▸ Saved entries:
□ □ □ □ □ □ □

PR #2768, opened 2025-01-13
fix(abap-deploy): updates for exposing package and transport prompts

cianmSAP:
https://github.com/SAP/open-ux-tools/issues/2769

- Exposes two 'groups' of prompts - `getPackagePrompts()`, `getTransportRequestPrompts`
- Adds parameters to exposed functions 
        - `useStandalone`: if the prompts are being used standalone, defaulting to true and set to false internally. This helps to determine whether the backendTarget should be used and any values for system configuration in the prompt state should be ignored
        - `isYUI`: like `getPrompts` pass in whether the prompts are ran in a YUI context
- Updates `packages/abap-deploy-config-inquirer/src/service-provider-utils/abap-service-provider.ts` to use a class with static props/methods


packages/abap-deploy-config-inquirer/src/prompts/validators.ts
```diff
@@ -469,40 +486,48 @@ async function handleListExistingTransportChoice(
...
  * @param input - transport choice input
  * @param previousAnswers - previous answers
  * @param validateInputChanged - if the input has changed
  * @param prevTransportInputChoice - previous transport input choice
  * @param backendTarget - backend target
+ * @param ui5AbapRepoName - ui5 app repository name derived from AbapDeployConfigPromptOptions[ui5AbapRepo]
  * @returns boolean or error message as a string
  */
 export async function validateTransportChoiceInput(
+    useStadalone: boolean,
```
longieirl, line 499: Spelling!

cianmSAP: Thanks, updated

IainSAP (approved):
Thanks @cianmSAP lgtm

- Test coverage is great
- Updates are clear
- Not tested locally

longieirl (approved):
Changes look good.
Changeset looks good.
Appropiate test coverage.
Will be test when consumed into tools-suite.

Issue #2770, opened 2025-01-13
BUG - UISections. Refresh sections/splitter sizes, when external sizes are changed


815are:
### Steps to Reproduce
1. We have UISections like:
```
const [firstSectionSize, setFirstSectionSize] = useState(200);
<UISections sizes={[firstSectionSize, undefined, 200]] />
```
2. Initial size of `firstSectionSize` is `200`;
3. Then we change `firstSectionSize` from `200` to `300` using `setFirstSectionSize(300)`;

Problem - size of sections/splitter is not recalculated.

### Expected results
Size of sections/splitter is recalculated when external sizes are changed.

### Actual results
Size of sections/splitter is not recalculated when external sizes are changed.

### Screenshots
If applicable, add screenshots to help explain the problem.

#### Version/Components/Environment	
Add any other context about the problem here
OS:                      
- [ ] Mac OS
- [ ] Windows
- [ ] Other

### Problem
{describe the problem} 

### Fix
{describe the fix} 

### Why was it missed
{Some explanation why this issue might have been missed during normal development/testing cycle}  

### How can we avoid this
{if we don’t want to see this type of issues anymore what we should do to prevent}

PR #2771, opened 2025-01-13
fix(ui-components): recalculate sections sizes when external property sizes are changed

815are:
#2770


Klaus-Keller (approved):
Thanks @815are!
* code to recalculate sizes looks good
* change set exists
* test coverage is great

Approved from my side

PR #2791, opened 2025-01-16
Update pipeline.yml with actions/upload-artifact@v4

IainSAP:
Testing just updating version. Dont think `overwrite` option is required as the playwright reports seem to be retained and therefore must be using a rolling file name.


cianmSAP (approved):
Thanks @IainSAP

PR #2793, opened 2025-01-17
feat(app-config-writer): remove sap-client from start-variants-management script url parameters

heimwege:
- remove sap-client from start-variants-management script url parameters
- refactor min version management (introduce semver)


ytpo-lyne (approved):
Thanks for the changes, @heimwege!

- code deletions for sap-client are fine
  - sap-client should not be set over scripts and is overruled by yaml config
-  changeset present
- code coverage adjusted

Approving.

devinea (approved):
Changes are nice clean up.

PR #2794, opened 2025-01-17
fix: Setting default name for the service model

broksy:
Added additional check for service name in `setDefaultServiceModel`.
Additional check makes sure that `""` is used only for `mainService`, but currently `""` model is used for every service that is being added. Check screenshot:
image

New service is being added. Name of it is `STTA_SALES_ORDER_ND_SRV_01` (not `mainService`). `mainService` already exists and `""` is going to be used for model which is not correct behavior in this case. Service name `STTA_SALES_ORDER_ND_SRV_01` should be used instead.


devinea (approved):
changeset ✅

815are (approved):
checked:
1. code - change simple and straight forward;
2. new test is added
3. changeset presented

Issue #2798, opened 2025-01-20
BUG - Aggregation alias not supported for ALP V4 entities


cianmSAP:
### Description
During generation with a V4 Odata service, the entity list for ALP template type is filtered to ensure only those that are suitable for ALP are displayed. The current logic is:

Validate that the entity has an "Aggregation.ApplySupported" annotation defined.
This annotation has a Property value of "Transformations".

### Steps to Reproduce
- Go to BAS
- Launch the Fiori generator
- Choose ALP as your template type.
- Choose a SAP System
- Choose a service that has an alias that can be used instead of the annotation term defined above

### Expected results
Service is usable 

### Actual results
Service is not usable and prevent at the entity selection step

### Screenshots
If applicable, add screenshots to help explain the problem.

#### Version/Components/Environment	
Add any other context about the problem here
OS:                      
- [ ] Mac OS
- [ ] Windows
- [ ] Other

### Problem
{describe the problem} 

### Fix
{describe the fix} 

### Why was it missed
{Some explanation why this issue might have been missed during normal development/testing cycle}  

### How can we avoid this
{if we don’t want to see this type of issues anymore what we should do to prevent}

cianmSAP:
Fix is merged

PR #2800, opened 2025-01-20
fix(odata-inq): add check on entity type for aggregation annotation

cianmSAP:
#2798

As `@sap-ux/annotation-converter` resolves the alias, the only additional logic is needed is to add a check on the entity type for aggregation apply supported annotations (as a fallback).


longieirl (approved):
Changes look good.
Tests cover change.
Changeset is good.

IainSAP (approved):
Thanks @cianmSAP 

- Minimal change to address issue
- Test to cover
- Not tested locally

PR #2802, opened 2025-01-21
fix: Getting of webapp path

broksy:
Improved `getWebappPath` for projects that has relative webapp path defined in ui5.yaml.
For example, project with structure like this:
.app
..app1
...webapp
....ui5.yaml (`webapp: app/app1/webapp`)

`getWebappPath('app/app1')` previously returned: `app/app1/app/app1/webapp`.


packages/project-access/src/project/ui5-config.ts
```diff
@@ -1,25 +1,46 @@
...
+    let currentDir = resolve(projectRoot);
+    while (currentDir !== parse(currentDir).root) {
+        const packageJSONPath = join(currentDir, FileName.Package);
+        if (await fileExists(packageJSONPath, memFs)) {
+            return currentDir;
+        }
+        currentDir = dirname(currentDir);
+    }
+    return projectRoot;
+}
```
Klaus-Keller, line 24: @broksy, perhaps we could reuse function [`findFileUp()`](https://github.com/SAP/open-ux-tools/blob/960b79abb117ce0ac846338360235b8596edbdd7/packages/project-access/src/file/file-search.ts#L137C23-L137C33) for this?

broksy: Yes. Thanks. Almost identical function, but shorter.

Klaus-Keller (approved):
Thanks @broksy,
* code change to find root with `package.json` looks good
* change set exists
* test coverage is great

Approved from my side.

815are (approved):
checked:
1. code changes simple to understand and meets expectation
2. new test is added
3. changelog exists

PR #2806, opened 2025-01-22
feat: add support for external HTTP calls

nlunets:
When doing component based testing it might be useful to refer to an actual mockserver. 

Furthermore if we want to leverage more complex snapshot (including screenshots), being able to load CSS is desired, so an option was added for that.


voicis (approved):
- Changes looks good
- Changeset present
- Did not test locally

longieirl (approved):
Changes look good.
Changeset is good.
Tests are good.

PR #2807, opened 2025-01-22
fix: enabled missing quick actions on alp v2

vadson71:
Enabled quick actions available on LRP, but missing on ALP in v2 apps


nahmed22 (approved):
changes looks good
Did not test locally
changeset maintained.

Issue #2813, opened 2025-01-22
FEATURE - Add stable IDS for all components in AddFragment and ControllerExtension forms


GDamyanov:
_As a **developer**,
I want to **write automation tests for CPE for ADP use case and I want AddFragment and ControllerExtension forms to have stable IDS**,
so that I **I can use simple selectors**_

### Description

AddFragment and ControllerExtension for should be enhanced withs table IDS.

### Acceptance Criteria
GivenWhenThen format (https://martinfowler.com/bliki/GivenWhenThen.html)

**Given** I have a ...
**when** I execute ...
**then** ... will happen.

### Tasks
- [ ] 
- [ ] Unit Tests added
- [ ] Test Cases defined

PR #2816, opened 2025-01-22
feat: Add stable Ids in AddFragment and ControllerExtension forms

GDamyanov:
feat for #2813 

- Add stable Ids in AddFragment and ControllerExtension forms


voicis (commented):
We probably should also make similar changes to the TableColumn dialog https://github.com/SAP/open-ux-tools/blob/main/packages/preview-middleware-client/src/adp/ui/AddTableColumnFragments.fragment.xml

testojs (approved):
* simple and easy to understand change
* manually tested - works as expected

testojs:
> We probably should also make similar changes to the TableColumn dialog https://github.com/SAP/open-ux-tools/blob/main/packages/preview-middleware-client/src/adp/ui/AddTableColumnFragments.fragment.xml

Yes, it makes sense to add the IDs. Also, with the current implementation, the first link does not point to the respective select control (`for` attribute, even not explicitly set, will point to HBox now, which is wrong). This change also improves form semantics.

voicis (approved):
- changes looks good
- changeset present
- did not test locally

PR #3120, opened 2025-04-11
fix(odata-service-inquirer): `removeCircularFromServiceProvider` undefined ref

IainSAP:
Fixes reference to `serviceProvider.services` and optionally chains in case of undefined in function `removeCircularFromServiceProvider `


cianmSAP (approved):
Fix looks good
Has been tested from previous implementation
Changeset

longieirl (approved):
Changes look good.
Tests are validating change.

PR #3121, opened 2025-04-14
Dont load osName() with module as it can cause test instabilities

IainSAP:
- Addresses an intermittent test failure where osName() throws during module loading.


cianmSAP (approved):

longieirl (approved):
Changes look good.

PR #3123, opened 2025-04-14
chore: update @sap/bas-sdk due to axios dependency

Klaus-Keller:
Update version of `@sap/bas-sdk@3.11.6` to address transient `axios` dependency.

□ □ □ □ □ □ □

▸ ASSIGNED TASK: With "async" as the string to find, copy every line of the records that holds it.

▸ RESPONSE TO THIS TASK:
@@ -469,40 +486,48 @@ async function handleListExistingTransportChoice(
 export async function validateTransportChoiceInput(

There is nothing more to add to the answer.